Stored items
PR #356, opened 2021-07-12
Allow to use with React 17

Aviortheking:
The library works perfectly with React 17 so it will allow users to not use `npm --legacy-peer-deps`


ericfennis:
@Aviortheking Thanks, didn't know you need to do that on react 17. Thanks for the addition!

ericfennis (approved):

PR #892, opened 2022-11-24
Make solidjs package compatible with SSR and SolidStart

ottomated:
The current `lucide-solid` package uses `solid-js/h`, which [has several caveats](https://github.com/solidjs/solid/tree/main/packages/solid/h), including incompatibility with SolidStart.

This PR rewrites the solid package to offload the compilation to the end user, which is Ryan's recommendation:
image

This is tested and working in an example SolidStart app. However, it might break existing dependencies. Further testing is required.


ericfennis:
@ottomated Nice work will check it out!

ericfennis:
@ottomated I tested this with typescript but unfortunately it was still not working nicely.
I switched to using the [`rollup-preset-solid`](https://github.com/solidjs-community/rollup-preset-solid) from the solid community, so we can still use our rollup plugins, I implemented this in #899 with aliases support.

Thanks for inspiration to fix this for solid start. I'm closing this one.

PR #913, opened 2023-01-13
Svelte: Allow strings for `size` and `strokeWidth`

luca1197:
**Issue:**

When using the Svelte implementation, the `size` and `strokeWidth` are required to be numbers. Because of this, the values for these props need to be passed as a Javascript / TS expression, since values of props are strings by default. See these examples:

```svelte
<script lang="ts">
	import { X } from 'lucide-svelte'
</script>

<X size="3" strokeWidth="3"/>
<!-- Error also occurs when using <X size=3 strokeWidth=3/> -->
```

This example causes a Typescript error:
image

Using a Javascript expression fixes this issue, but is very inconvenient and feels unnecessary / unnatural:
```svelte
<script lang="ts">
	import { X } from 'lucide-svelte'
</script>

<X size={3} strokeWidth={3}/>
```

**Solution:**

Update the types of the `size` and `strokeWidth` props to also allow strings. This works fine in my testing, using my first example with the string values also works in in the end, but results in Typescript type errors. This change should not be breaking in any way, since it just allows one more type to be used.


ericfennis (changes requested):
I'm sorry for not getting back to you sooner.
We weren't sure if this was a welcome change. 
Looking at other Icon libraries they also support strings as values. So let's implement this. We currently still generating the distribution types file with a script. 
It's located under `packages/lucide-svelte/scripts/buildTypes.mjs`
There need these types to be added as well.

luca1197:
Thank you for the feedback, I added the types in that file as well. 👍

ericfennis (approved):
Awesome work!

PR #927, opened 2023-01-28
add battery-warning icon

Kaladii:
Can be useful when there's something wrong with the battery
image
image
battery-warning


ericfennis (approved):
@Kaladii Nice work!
...
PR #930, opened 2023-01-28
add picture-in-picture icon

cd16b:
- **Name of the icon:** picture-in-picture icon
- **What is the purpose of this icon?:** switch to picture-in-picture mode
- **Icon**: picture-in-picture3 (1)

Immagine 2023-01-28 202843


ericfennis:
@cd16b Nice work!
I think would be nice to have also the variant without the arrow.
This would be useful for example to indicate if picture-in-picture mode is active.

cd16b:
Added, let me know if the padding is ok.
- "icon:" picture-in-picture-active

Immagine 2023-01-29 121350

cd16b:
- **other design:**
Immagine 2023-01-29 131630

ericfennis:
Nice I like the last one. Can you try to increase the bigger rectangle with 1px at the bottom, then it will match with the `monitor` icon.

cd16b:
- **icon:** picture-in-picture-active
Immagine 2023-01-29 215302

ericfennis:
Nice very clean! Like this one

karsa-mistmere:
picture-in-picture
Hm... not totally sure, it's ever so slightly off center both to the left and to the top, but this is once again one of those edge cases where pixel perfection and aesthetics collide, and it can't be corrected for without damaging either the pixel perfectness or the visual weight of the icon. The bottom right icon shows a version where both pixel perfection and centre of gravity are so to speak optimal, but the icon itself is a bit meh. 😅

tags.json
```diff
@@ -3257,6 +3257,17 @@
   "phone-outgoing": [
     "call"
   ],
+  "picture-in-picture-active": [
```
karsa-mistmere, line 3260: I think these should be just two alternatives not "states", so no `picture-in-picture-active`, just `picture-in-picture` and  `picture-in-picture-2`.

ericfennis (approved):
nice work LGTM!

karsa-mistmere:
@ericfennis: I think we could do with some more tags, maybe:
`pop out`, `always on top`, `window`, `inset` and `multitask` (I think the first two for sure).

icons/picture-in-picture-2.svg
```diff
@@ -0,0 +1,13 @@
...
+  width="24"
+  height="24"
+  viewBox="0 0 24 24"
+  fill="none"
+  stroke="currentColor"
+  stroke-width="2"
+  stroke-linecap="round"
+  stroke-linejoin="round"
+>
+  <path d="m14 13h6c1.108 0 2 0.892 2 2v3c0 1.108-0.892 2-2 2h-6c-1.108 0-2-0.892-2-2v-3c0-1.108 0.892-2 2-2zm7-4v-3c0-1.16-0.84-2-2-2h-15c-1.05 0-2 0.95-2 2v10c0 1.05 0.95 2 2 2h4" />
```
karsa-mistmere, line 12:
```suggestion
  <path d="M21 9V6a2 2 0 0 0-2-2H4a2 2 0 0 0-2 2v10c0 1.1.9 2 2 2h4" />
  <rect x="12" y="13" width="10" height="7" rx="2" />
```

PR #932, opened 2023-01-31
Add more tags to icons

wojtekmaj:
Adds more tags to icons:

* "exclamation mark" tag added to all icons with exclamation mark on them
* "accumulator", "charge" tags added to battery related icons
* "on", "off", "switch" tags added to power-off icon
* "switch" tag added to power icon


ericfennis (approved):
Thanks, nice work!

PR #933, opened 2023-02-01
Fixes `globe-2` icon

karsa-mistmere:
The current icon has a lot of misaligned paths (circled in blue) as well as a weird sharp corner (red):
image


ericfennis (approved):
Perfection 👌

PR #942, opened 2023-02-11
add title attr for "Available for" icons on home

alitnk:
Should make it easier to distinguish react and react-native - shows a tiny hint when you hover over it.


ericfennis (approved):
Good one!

WORK REQUEST
Copy every line from the data that includes the string "also".

EXERCISE SOLUTION
<!-- Error also occurs when using <X size=3 strokeWidth=3/> -->
Update the types of the `size` and `strokeWidth` props to also allow strings. This works fine in my testing, using my first example with the string values also works in in the end, but results in Typescript type errors. This change should not be breaking in any way, since it just allows one more type to be used.
Looking at other Icon libraries they also support strings as values. So let's implement this. We currently still generating the distribution types file with a script. 
I think would be nice to have also the variant without the arrow.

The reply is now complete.